Weissenberg and drawing by Roman Kramtshik and Z. Shapiro (Warsaw, 1938), 250
pp.; Lider fun a flikhting (Songs of
a refugee) (New York, 1945), 256 pp.; Ester
hamalke in shpigl fun doyres (Queen Esther in the mirror of generations), “historical
mosaic in dramatic poems,” 32 images with forty artistic adornments (New York,
1952), 272 pp. He translated from Russian
into Yiddish: Nasha platforma (Our
platform), the party program of the Labor Zionists (Warsaw, 1915); Karl
Kautsky, Diktatur fun proletaryat (Dictatorship
of the proletariat [Diktatura
proletariata]) (Warsaw: Lebens fragen, 1919), 132 pp.; Karl Marx, Loyn-arbet un kapital (Wage-labor and
capital [Naemnyi trud i kapital])
(Vilna, 1922), 40 pp. Londinski’s songs
were translated into Polish, Russian, and French. In his last years he turned his attention to
painting and drawing.

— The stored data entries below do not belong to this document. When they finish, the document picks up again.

Issue #1175, opened 2015-06-05
USPS: Make sure the query only contains the package number when matching


moollaza:
If we match on the regex pattern of a number, it should be the only thing in the query.

![37346365253153_eur_to_us_at_duckduckgo](https://cloud.githubusercontent.com/assets/873785/8016243/ef9672ca-0bae-11e5-816d-66a81478c9ea.png)

mintsoft:
@moollaza Abandoned?

moollaza:
whoops!

mintsoft:
Fixed by @marianosimone in https://github.com/duckduckgo/zeroclickinfo-goodies/pull/1199

PR #1199, opened 2015-06-20
Do not trigger USPS goodie when query contains other chars besides expected

marianosimone:
add some more tests, and make regexes allow whitespaces but not other chars

Should solve #1175


mintsoft:
LGTM! Thanks for the fix @marianosimone

marianosimone:
:+1: thanks for the quick merge ;)

moollaza:
:+1: Thanks a lot guys!

PR #1200, opened 2015-06-21
Trigger Pi goodie with π

### LINKED ISSUE #1037: Pi: Make it work with π

marianosimone:
as discussed with @mintsoft, adding `use utf8` did the trick.

Also added some new tests for the trigger :dart: 

How it looks before the fix:

before

And after:

after

should fix #1037


mintsoft:
Thanks again for the fix @marianosimone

He also published
under such pen names as: Ben-Bene, Dr. Avrom Shpigelman, and Sh. Lonski. He died in New York.
Sources:
Yankev Dinezon, foreword to Londinski’s Kinder-lider
un kinder-gedikhten (Children’s songs and children’s
poems) (Warsaw, 1919), pp. 5-6; Khayim Leyb Fuks, in Folksblat (Lodz) (September 15, 1920);
Shmuel Niger, in Der fraynd (New
york) (August 1920); Niger, in Tog
(New York) (September 19, 1931; September 12, 1948); Y. M. Weissenberg,
foreword to Londinski’s In pariz (In
Paris) (Warsaw, 1938); E. Almi, in Forverts
(New York) (July 8, 1945); Almi, in Der
tog (November 14, 1952); Moyshe Shtarkman, in Der tog (July 15, 1945); Dr. A. Mukdoni, in Morgn-zhurnal (New York) (August 12, 1945); Sh. Lonshayn, in Nyu-yorker vokhnblat (New York) (August
8, 1946); A. Shraykhman, in Forverts
(December 21, 1946); Dr. A. Rozmarin, in Morgn-zhurnal
(February 28, 1948); M. Dantsis, in Der
tog (April 9, 1948); Tsviun, in Forverts
(June 4, 1949); Yankev Glatshteyn, in Morgn-zhurnal
(April 30, 1950); A. Leyeles, in Tog
(May 13, 1950; July 6, 1952); Y. Varshavski, in Forverts (July 6, 1952); Y. Bronshteyn, Yo un nisht neyn (Yes and not
no), essays (Los Angeles, 1953), pp. 237-40; A. Petshenik, in Der mizrakhi-veg (New York) (Shevet-Adar
[January-March] 1953); Sh. Slutski, Avrom
Reyzen-biblyografye (Avrom Reyzen bibliography) (New York, 1956), no. 5387;
Yozef Milboyer, in Le Journal des Poètes
(Paris) (March 1933); In Jewish Bookland
(New York) (March-April 1949); obituary notices in Forverts and Tog (August
27, 29, 1956); Perl Weissenberg, in Fraye
arbeter-shtime (New York) (September 1, 1961; October 1, 1961).